毎日リビングのテーブルに置かれている5000円札。


毎日毎日5000円。


そんなにお金使うわけないじゃん。


お陰でお金も溜まってしまった。


愛されたいなんて思ったことは無い。


どうすれば人に好きになって貰えるのかわからないから、友達も恋人もいなかった。


毎日喋る人もいなかったから、喋り方を忘れてしまった。


お陰で無口で無表情。

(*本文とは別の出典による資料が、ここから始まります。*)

PR #79, opened 2020-02-03
Json elements mode

tailhook:
Here is some intermediary code I need comments for.

Questions are:
1. I cant define `cdef enum IoFormat` that is visible from python, can I?
2. Is this approach of using python enum fine?
3. Do I understand correctly, that the whole `protocol` and so `SansIOProtocol` is considered private? So I can change arguments of the `execute_anonymous` method freely? (There is no dash in the import path, but `_protocol` property looks like private?

(If (3) is true, should we hide some of that modules or classes behind underscore?)


elprans:
> 1. I cant define `cdef enum IoFormat` that is visible from python, can I?

You can if you declare it as [`cpdef`](https://cython.readthedocs.io/en/latest/src/userguide/language_basics.html#c-variable-and-type-definitions)

> 2. Is this approach of using python enum fine?

Yes.

> 3. Do I understand correctly, that the whole protocol and so SansIOProtocol is considered private?

Yes.

> So I can change arguments of the execute_anonymous method freely?

Yes.

tailhook:
> You can if you declare it as cpdef

Still couldn't import (unless this is a problem of something that wasn't rebuilt). Will investigate again tomorrow.

edgedb/protocol/__init__.py
```diff
@@ -15,3 +15,10 @@
 # See the License for the specific language governing permissions and
 # limitations under the License.
 #
+import enum
+
+
+class IoFormat(enum.Enum):
```
1st1: You can use a Cython enum and put it in protocol.pxd

tailhook:
Okay, I've fixed my build process. This should be ready now.

edgedb/asyncio_con.py
```diff
@@ -28,6 +28,7 @@
 
 from .datatypes import datatypes
 from .protocol import asyncio_proto
+from .protocol.protocol import IoFormat
```
1st1: Everything looks good, one nit: can you replace `from .protocol.protocol import IoFormat` with `from .protocol import protocol` and use `IoFormat` as `protocol.IoFormat.BINARY`?

The reason is that we always import modules in all our Python projects.

tailhook: Okay. Fixed.

1st1:
Don't forget to squash :)

PR #86, opened 2020-02-06
Fix protocol upgrade handling

tailhook:
The details are:
1. Ensure that major protocol version is the same
2. Ensure minimum minor protocol version (possible lower than current)
3. Store real minor version in protocol object for further reference

Not sure how to make test for this. But I've tested on 0.8 locally, and on 0.7 is tested on github (which is considered an older protocol since this revision)


elprans:
> Not sure how to make test for this.

We should add a command line switch/config option to the server to be able to specify the protocol version explicitly.

edgedb/protocol/protocol.pxd
```diff
@@ -94,6 +94,7 @@ cdef class SansIOProtocol:
 
         readonly bytes last_status
         readonly bytes last_details
+        readonly uint16_t minor_protocol_version
```
elprans: it would be more convenient to work with the protocol version as a tuple, i.e. `(major, minor)`.

tailhook: Then it will be an `object` in cython, right? Which is subpar I think. We can make a property that returns tuple if we find some use case for that.

tailhook:
> We should add a command line switch/config option to the server to be able to specify the protocol version explicitly.

Do you mean protocol should be downgraded by server, or do you mean a flag to send arbitrary protocol number?

edgedb/protocol/protocol.pxd
elprans: It will be a `tuple`.  If you are worried about performance in a hot spot, we can always extract the components into integer components there.  The point is that doing version comparison checks as `self.version < (major, minor)` is more convenient and less error-prone.

elprans:
> Do you mean protocol should be downgraded by server

I mean that an option can be used to specify the maximum (and maybe minimum) version of the protocol that the server will *advertise*.  This will allow testing the behavior of clients against older server versions.

elprans:
> Do you mean protocol should be downgraded by server

I mean that an option can be used to specify the maximum (and maybe minimum) version of the protocol that the server will *advertise*.  This will allow testing the behavior of clients against older server versions.

edgedb/protocol/protocol.pxd
tailhook: Okay, fixed.

tailhook:
> > Do you mean protocol should be downgraded by server
> 
> I mean that an option can be used to specify the maximum (and maybe minimum) version of the protocol that the server will _advertise_. This will allow testing the behavior of clients against older server versions.

As far as I understand it's not for this PR anyway, because we have chicken and the egg problem (server still supports a single protocol until this PR is applied and integrated into EdgeDB).

PR #88, opened 2020-02-14
Fix version check

tailhook:
This commit treats `x` in `0.x` version as a major version

PR #89, opened 2020-02-18
Fix argument tuples in the protocol

tailhook:
This PR requires https://github.com/edgedb/edgedb/pull/1235 to be applied, fixes edgedb/edgedb#1220 and includes #88 because that is a prerequisite.


edgedb/protocol/protocol.pyx
```diff
@@ -106,7 +106,7 @@ cdef class SansIOProtocol:
 
         self.server_settings = {}
         self.reset_status()
-        self.protocol_version = (PROTO_VER_MAJOR, PROTO_VER_MINOR_MIN)
+        self.protocol_version = (PROTO_VER_MAJOR, 0)
```
elprans: Are you setting `minor` to `0` to force negotiation?

tailhook: No. Basically, because I don't know what to set. It should be never read before negotiation happened. Not sure setting it to None is a good idea...

tailhook:
ping! This has to be merged to unbreak current master of edgedb-python.

edgedb/protocol/protocol.pyx
```diff
@@ -807,7 +807,8 @@ cdef class SansIOProtocol:
                 self.parse_headers()
                 self.buffer.finish_message()
 
-                if major != PROTO_VER_MAJOR or minor < PROTO_VER_MINOR_MIN:
+                if (major != PROTO_VER_MAJOR or
+                        (major == 0 and minor != PROTO_VER_MINOR)):
```
fantix, line 811: `major == 0` is always `True`, because `PROTO_VER_MAJOR` is `0`? I'm asking because I'm bumping `PROTO_VER_MAJOR` to `1`, and I don't want to miss a check here.

tailhook: The idea is that when "major" is zero minor version is treated as major.

So, yes, drop the second check when you bump `PROTO_VER_MAJOR` to >= 1.

PR #91, opened 2020-03-05
Fix the test setup script.

vpetrovykh:
Make the get_setup_script match the same method from edb.

### DIFF
--- a/.flake8
+++ b/.flake8
@@ -1,3 +1,3 @@
 [flake8]
-ignore = E402,E731,D100,D101,D102,D103,D104,D105,W503,W504,E252
+ignore = B008,B306,E203,E402,E731,D100,D101,D102,D103,D104,D105,W503,W504,E252,F999,F541
 exclude = .git,__pycache__,build,dist,.eggs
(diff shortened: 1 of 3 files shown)


vpetrovykh:
This looks like an oversight. 

Generally I wanted to use the test framework from edgedb in the tutorial, so that I can set up and tear down a test database and all that. So I was rather happy to find all the familiar base test classes in `edgedb`. I assume that we actually want these test classes duplicated between `edgedb` and `edb`.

無愛想な子供になってしまった。


だから、逃げ出したいと思ったのだ。


幸いお金はある。


遠出をしようと思って置き手紙も書かずに飛び出した。


その先で事故に遭うなんて思わずに。


事故に遭って家のある同じ県の病院に居た時。


朦朧として、身体も動かす事も出来なかったけど、意識はあった。


死ぬ間際まで意識はあったのだ。


でも、一度も両親は来てくれなかった。


娘よりも仕事。


その事を思い知らさせた時に私は初めて涙を流したのだ。


きっと、心の何処かで思っていたのだ。


期待していたのだ。


両親はきっと、私を愛してくれているのだと。


でも、違かった。


両親は私なんて愛してくれていなかった。


私のことを覚えていたのかすら怪しいのだ。


その事実を受け止め、


痛いと悲鳴をあげる(こころ)を押さえて、


私は泣きながら、この世を去った。







何の因果か私は生まれ変わったらしい。


公爵令嬢として。


でも。


今世でも。


両親には愛されていないらしい。


両親は私を見ようとしない。


私は広い部屋で1人、生活する毎日。


そして月日は流れて15歳。


今世でも愛を知らない、無表情な女になってしまった。


そして、その顔を見て思い出す。


これ、あの、ゲームに出ていた子じゃない?


と。


前に愛というものを知りたくて、流行っていた乙女ゲームとやらをやってみたのだ。


でも、誰にでも愛される可愛いヒロインは私には合わなかった。


誰からにでも愛される子なんているわけないじゃん。


それよりも、愛を知らない悪役令嬢が気になった。


私と同じだと思ったのだ。


でも彼女は悪役令嬢。


救えるルートがなかった。


どの攻略者、ルートに行っても、彼女は死ぬか幽閉なのだ。


愛が欲しかった彼女は自分自身を見て欲しくて色々事件を起こす。


だから、幽閉か死なのだ。


でも、私は違う。


愛なんて望まない。


希望なんて持たない。


もう、あんな胸の痛みはいやだから。


最初から期待なんてしない。


だから、大丈夫。


悪役令嬢(わたし)は死なない。


必ず、生き抜いてみせる。






ありがとうございました!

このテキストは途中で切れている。